PROPERTIES REGARDED AS NOT ‘PROCEEDS OF CRIME’
In a number of cases, Courts and Tribunals have rejected the claim of the Enforcement Directorate that a particular property is ‘proceeds of crime’. A few illustrative cases may be reviewed as follows:
(i) Mortgaged properties acquired prior to fraud – not ‘proceeds of crime’
Often, circumstances show that mortgaged properties were acquired by owners much before the alleged fraud was committed by the accused persons. In such a situation, a question that needs to be addressed is whether such properties were purchased out of the ‘proceeds of crime’ as defined in section 2(1)(u). This question was addressed in Bank of Baroda vs. Deputy Director (2019) 103 taxmann.com 30 (PMLA-AT). In that case, it was held that mortgaged properties which were acquired by owners much before the alleged fraud was committed by the accused person cannot be considered ‘proceeds of crime’.
(ii) Amount of loan received against mortgage of property – not ‘proceeds of crime’
Obtaining loan on mortgage of property is a common business transaction. Often, the allegation is made that the property mortgaged for the loan is acquired from the ‘proceeds of crime’. However, in Branch Manager, Central Bank of India vs. Deputy Director (2019) 107 taxmann.com 102 (PMLA-AT), it was held that where property was mortgaged with the bank much prior to the date of commission of the offence of money-laundering, the property so mortgaged cannot be regarded as acquired out of the ‘proceeds of crime’.
(iii) Amount of loan obtained by misrepresentation – not ‘proceeds of crime’
In Smt. Nasreen Taj vs. Deputy Director (2017) 88 taxmann.com 287 (PMLA-AT), a loan was taken for purchase of land. It was found that the land was purchased before the grant of loan. It was also found that the loan was obtained by misrepresentation in collusion with a bank employee. It was held that the amount of such loan could not be regarded as ‘proceeds of crime’. While reaching this conclusion, the High Court explained the material facts and rationale underlying its conclusion as follows:
• The complainant in the criminal case is the bank who is the victim. Had the bank not filed a criminal complaint, perhaps the conspiracy might not have been discovered.
• In a case like the present one if the security of the bank is treated as ‘proceeds of crime’ and is confiscated under the Act, in future no bank in such circumstances would make a complaint to the authorities.
• The trial in the prosecution complaint would take a number of years. The victim cannot wait for such a long period of time, although after trial and final determination the victim is entitled to recover the amount by selling immovable properties u/s 8(8).
• The intention of the Act could not have been to affect a third person or an innocent person as is sought to be done in the instant case.

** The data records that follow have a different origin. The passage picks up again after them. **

PR #866, opened 2019-11-12
Don't require posterior in loo if not used. Also make errors more dispassionate.

sethaxen:
`loo` currently checks if `posterior` is in the `InferenceData` near the beginning of the method, even though it is only needed if `reff` is not provided. This PR makes it so `posterior` is only required if `reff` is not provided.

### DIFF
--- a/arviz/stats/stats.py
+++ b/arviz/stats/stats.py
@@ -484,14 +484,12 @@ def loo(data, pointwise=False, reff=None, scale="deviance"):
 
     """
     inference_data = convert_to_inference_data(data)
-    for group in ("posterior", "sample_stats"):
-        if not hasattr(inference_data, group):
-            raise TypeError(
-                "Must be able to extract a {group} group from data!".format(group=group)
-            )
+    if not hasattr(inference_data, "sample_stats"):
+        raise TypeError(
+            "Must be able to extract a sample_stats group from data!"
+        )
     if "log_likelihood" not in inference_data.sample_stats:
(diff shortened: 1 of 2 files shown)


arviz/stats/stats.py
```diff
@@ -484,14 +484,10 @@ def loo(data, pointwise=False, reff=None, scale="deviance"):
 
     """
     inference_data = convert_to_inference_data(data)
-    for group in ("posterior", "sample_stats"):
-        if not hasattr(inference_data, group):
-            raise TypeError(
-                "Must be able to extract a {group} group from data!".format(group=group)
-            )
+    if not hasattr(inference_data, "sample_stats"):
+        raise TypeError("Must be able to extract a sample_stats group from data!")
```
canyon289: Im fine with these except the exclamation marks. I know its picky but i dont think they add anything. Would rather leave the statement as all fact devoid of emotional interpretation

sethaxen: I'm happy to remove them, but they were already there and also appear elsewhere even in the same file.

aloctavodia: In that case we should remove all exclamations marks to be consistent

canyon289: Oops I missed that. Thanks @sethaxen for doing some cleanup and pointing that out.

canyon289:
Please add some tests, after that it lgtm! 

If you have questions about how to add tests too let me know! We're all here to help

• If the impugned order is correct, it would be a patently absurd situation that not only substantial securities of the Bank are not available for the benefit of the bank but are vested in the Central Government as ‘proceeds of crime’. Such a result does not advance the objects of the Act.
CONCLUSION
The recent amendment to the definition of ‘proceeds of crime’ has expanded the list of properties considered as involved in the offence of money-laundering or in a scheduled offence. Consequent to the amendment, the area of scrutiny of substantive transactions by a Chartered Accountant while reporting compliance of statutory laws, applicable to transactions involving properties, is widened substantially.
The said amendment makes it incumbent upon a Chartered Accountant to modify his checklist of forensic audit of substantive transactions to ensure that he fully complies with his reporting obligations.